Issue #288, opened 2022-07-21
Move component stress tests out of the main form definition & add flag to start a stress tested instance


Skaiir:
__What should we do?__

Currently we have a test file with 10000 value entries for the Taglist. This should ideally not interrupt regular use cases, and we should stress test more components than just the Taglist. Hence I suggest we should move this into their own form definition and stress test all components that should work with larger datasets.

See: https://github.com/bpmn-io/form-js/blob/739e52f9093a08f68244ec9060f92123e0879397/packages/form-js-viewer/test/spec/form.json#L370

Also now that dynamic data works, we should use dynamic data instead of massive form definitions to make this happen, avoids us having 10000 lines of values in our form definitions.

__Why should we do it?__

This would let us run stress tests on our components easily as a developer by simply running `npm run start:viewer -- --stressTest`, but keeping it optional. It would also make the codebase more succinct.

PR #293, opened 2022-07-28
feat: stop taglist duplicate entries during slowdowns

### LINKED ISSUE #268: Taglist behaving inconsistently during performance issues.
__Describe the Bug__

Follow up to https://github.com/bpmn-io/form-js/issues/198

When lagging due to a very large amount of values, the tag-list control [sometimes creates duplicate entries](https://github.com/bpmn-io/form-js/pull/262#issuecomment-1145681061). 

__Steps to Reproduce__

1. Use a tag-list with a very large size (~5000)
2. Select new entries

__Expected Behavior__

We shouldn't be getting any duplicate entries.

Skaiir:
Closes #268

### DIFF
--- a/packages/form-js-viewer/src/render/components/form-fields/Taglist.js
+++ b/packages/form-js-viewer/src/render/components/form-fields/Taglist.js
@@ -1,4 +1,4 @@
-import { useContext, useEffect, useRef, useState } from 'preact/hooks';
+import { useContext, useEffect, useMemo, useRef, useState } from 'preact/hooks';
 import useValuesAsync, { LOAD_STATES } from '../../hooks/useValuesAsync';
 
 import { FormContext } from '../../context';
@@ -38,10 +38,9 @@ export default function Taglist(props) {
 
   const { formId } = useContext(FormContext);
   const [ filter, setFilter ] = useState('');
-  const [ selectedValues, setSelectedValues ] = useState([]);
-  const [ filteredValues, setFilteredValues ] = useState([]);
+  const [ filteredOptions, setFilteredOptions ] = useState([]);
   const [ isDropdownExpanded, setIsDropdownExpanded ] = useState(false);
-  const [ hasValuesLeft, setHasValuesLeft ] = useState(true);
+  const [ hasOptionsLeft, setHasOptionsLeft ] = useState(true);
   const [ isEscapeClosed, setIsEscapeClose ] = useState(false);
   const searchbarRef = useRef();
 
@@ -50,43 +49,43 @@ export default function Taglist(props) {
     values: options
   } = useValuesAsync(field);
 
+  // We cache a map of option values to their index so that we don't need to search the whole options array every time to correlate the label
+  const valueToOptionMap = useMemo(() => Object.assign({}, ...options.map((o, x) => ({ [o.value]:  options[x] }))), [ options ]);
 
   // Usage of stringify is necessary here because we want this effect to only trigger when there is a value change to the array
   useEffect(() => {
     if (loadState === LOAD_STATES.LOADED) {
-      const selectedValues = values.map(v => options.find(o => o.value === v)).filter(v => v !== undefined);
-      setSelectedValues(selectedValues);
+      setFilteredOptions(options.filter((o) => o.label && o.value && (o.label.toLowerCase().includes(filter.toLowerCase())) && !values.includes(o.value)));
     }
     else {
-      setSelectedValues([]);
+      setFilteredOptions([]);
     }
-  }, [ JSON.stringify(values), options, loadState ]);
+  }, [ filter, JSON.stringify(values), options, loadState ]);
 
   useEffect(() => {
-    if (loadState === LOAD_STATES.LOADED) {
-      setFilteredValues(options.filter((o) => o.label && o.value && (o.label.toLowerCase().includes(filter.toLowerCase())) && !values.includes(o.value)));
-    }
-    else {
-      setFilteredValues([]);
-    }
-  }, [ filter, JSON.stringify(values), options ]);
-
-  useEffect(() => {
-    setHasValuesLeft(selectedValues.length < options.length);
-  }, [ selectedValues.length, options.length ]);
+    setHasOptionsLeft(options.length > values.length);
+  }, [ options.length, values.length ]);
 
   const onFilterChange = ({ target }) => {
     setIsEscapeClose(false);
     setFilter(target.value);
   };
 
-  const selectValue = (option) => {
-    setFilter('');
-    props.onChange({ value: [ ...values, option.value ], field });
+  const selectValue = (value) => {
+    if (filter) {
+      setFilter('');
+    }
+
+    // Ensure values cannot be double selected due to latency
+    if (values.at(-1) === value) {
+      return;
+    }
+
+    props.onChange({ value: [ ...values, value ], field });
   };
 
-  const deselectValue = (option) => {
-    props.onChange({ value: values.filter((v) => v != option.value), field });
+  const deselectValue = (value) => {
+    props.onChange({ value: values.filter((v) => v != value), field });
   };
 
   const onInputKeyDown = (e) => {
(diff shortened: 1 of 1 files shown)


Skaiir:
Note that the actual fix is at line 80, but I've generally removed some unnecessary complexity from the control as well which was enabled by the sanitation code that we recently merged through.

packages/form-js-viewer/src/render/components/form-fields/Taglist.js
```diff
@@ -50,43 +49,43 @@ export default function Taglist(props) {
...
-  const selectValue = (option) => {
-    setFilter('');
-    props.onChange({ value: [ ...values, option.value ], field });
+  const selectValue = (value) => {
+    if (filter) {
+      setFilter('');
+    }
+
+    // Ensure values cannot be double selected due to latency
+    if (values.at(-1) === value) {
```
pinussilvestrus, line 80: I think we don't guarantee support for IE anymore, so this might be fine.

https://caniuse.com/?search=Array%3A%20at

Just to make sure, is there maybe a safer choice instead of using `.at` ?

packages/form-js-viewer/src/render/components/form-fields/Taglist.js
```diff
@@ -120,13 +119,13 @@ export default function Taglist(props) {
       id={ prefixId(id, formId) } />
     <div class={ classNames('fjs-taglist', { 'disabled': disabled }) }>
       {!disabled && loadState === LOAD_STATES.LOADED &&
-        selectedValues.map((sv) => {
+        values.map((v) => {
           return (
             <div class="fjs-taglist-tag" onMouseDown={ (e) => e.preventDefault() }>
               <span class="fjs-taglist-tag-label">
-                {sv.label}
+                {valueToOptionMap[v] ? valueToOptionMap[v].label : `unexpected value{${v}}`}
```
pinussilvestrus, line 126: Do we have a test case for this? If not, let's add it.

packages/form-js-viewer/src/render/components/form-fields/Taglist.js
```diff
@@ -50,43 +49,43 @@ export default function Taglist(props) {
...
 
+  // We cache a map of option values to their index so that we don't need to search the whole options array every time to correlate the label
+  const valueToOptionMap = useMemo(() => Object.assign({}, ...options.map((o, x) => ({ [o.value]:  options[x] }))), [ options ]);
 
   // Usage of stringify is necessary here because we want this effect to only trigger when there is a value change to the array
   useEffect(() => {
     if (loadState === LOAD_STATES.LOADED) {
-      const selectedValues = values.map(v => options.find(o => o.value === v)).filter(v => v !== undefined);
-      setSelectedValues(selectedValues);
+      setFilteredOptions(options.filter((o) => o.label && (o.label.toLowerCase().includes(filter.toLowerCase())) && !values.includes(o.value)));
```
pinussilvestrus, line 58: This looks extremely complicated; any chance to split it up (or have a helper function)?

packages/form-js-viewer/src/render/components/form-fields/Taglist.js
```diff
@@ -50,43 +49,43 @@ export default function Taglist(props) {
     values: options
   } = useValuesAsync(field);
 
+  // We cache a map of option values to their index so that we don't need to search the whole options array every time to correlate the label
+  const valueToOptionMap = useMemo(() => Object.assign({}, ...options.map((o, x) => ({ [o.value]:  options[x] }))), [ options ]);
```
pinussilvestrus, line 53: Maybe my eyes trick me because the expression is pretty long, but are we trying to assign an array (`.map` result) to an empty object?

packages/form-js-viewer/src/render/components/form-fields/Taglist.js
pinussilvestrus, line 80: I can't find any test case for this?

pinussilvestrus (commented):
Looks good performance-wise 👍 Let's consider some test coverage for this.

packages/form-js-viewer/src/render/components/form-fields/Taglist.js
Skaiir: Yeah so this basically just turns ({a: x}, {b: y}) into {a: x, b: y}. It's just a short way to create an object from an array.

Skaiir: There might be a better way to do this but I'm not certain.

packages/form-js-viewer/src/render/components/form-fields/Taglist.js
Skaiir: Well this is a bit of a strange one, but basically it's a state you shouldn't be able to get into unless there is a code issue. I will change this actually, we can instead make the sanitation bullet proof and check if the label is present there. I think that makes more sense.

packages/form-js-viewer/src/render/components/form-fields/Taglist.js
Skaiir: Yeah I've switched over to the good ol' a[a.length-1]

packages/form-js-viewer/src/render/components/form-fields/Taglist.js
Skaiir: I have moved it out and made it easier to read👍

packages/form-js-viewer/src/render/components/form-fields/Taglist.js
Skaiir: Actually I've removed this entirely to match behavior with all our other controls. If no label is defined we just don't display a label. Perhaps we may want to do something else in the future, but let's be consistent before we set a behavior in stone. I've raised it as a follow up: https://github.com/bpmn-io/form-js/issues/296

packages/form-js-viewer/src/render/components/form-fields/Taglist.js
Skaiir: Could we realistically rely on test cases for this? This is after all an issue that only occurs due to large re-renders. Could we replicate the lagging conditions under test? The bug was not consistent in the first place so I see a test like this could very likely stay green even if the issue is back.

Skaiir: I'm planning on creating a custom run script to stress test our components that are supposed to handle large datasets, tracked here: https://github.com/bpmn-io/form-js/issues/288. Perhaps this could be something better to handle these kinds of cases. It's not automatic testing but it would help.

pinussilvestrus: If we can't reliably reproduce it by setting such a value in the existing TagList specs, we could consider to extract the `selectValue` functionality, export it and have a dedicated unit test in the TagList specs.

```js
// internal implementation of the component
const _selectValue = (value) => {
 return selectValue(value, values, setFilter, props.onChange);
}

// helper, which we test
export function selectValue(value, values, setFilter, onChange) {
  // ...
}
```

We should consider it only if it makes sense and it's worth the effort. My gut feeling just notified me because we fixed something in the PR and didn't provide a test case for it. 😅

pinussilvestrus:
@Skaiir what is missing to get this one merged?

packages/form-js-viewer/src/render/components/form-fields/Taglist.js
Skaiir: @pinussilvestrus Where would you have the helper function? I actually think this would be the most robust thing to do, albeit a bit intrusive. I guess the question is, do we want to complicate things to this extent to test the rather simple condition? In a way, it does also disrupt the code. 

I personally think it's too disruptive.

Skaiir: @pinussilvestrus Where would you have the helper function? I actually think this would be the most robust thing to do, albeit a bit intrusive. I guess the question is, do we want to complicate things to this extent to test the rather simple condition? In a way, it does also disrupt the code. 

I personally think it's too disruptive.

pinussilvestrus: Agree, It's ok to keep things simple (as they are) in this case 👍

→ **ASSIGNMENT**
Search the records line by line for the word "might" and copy every line where it appears.

→ **REPLY TO THE EXERCISE**
pinussilvestrus, line 80: I think we don't guarantee support for IE anymore, so this might be fine.
Skaiir: There might be a better way to do this but I'm not certain.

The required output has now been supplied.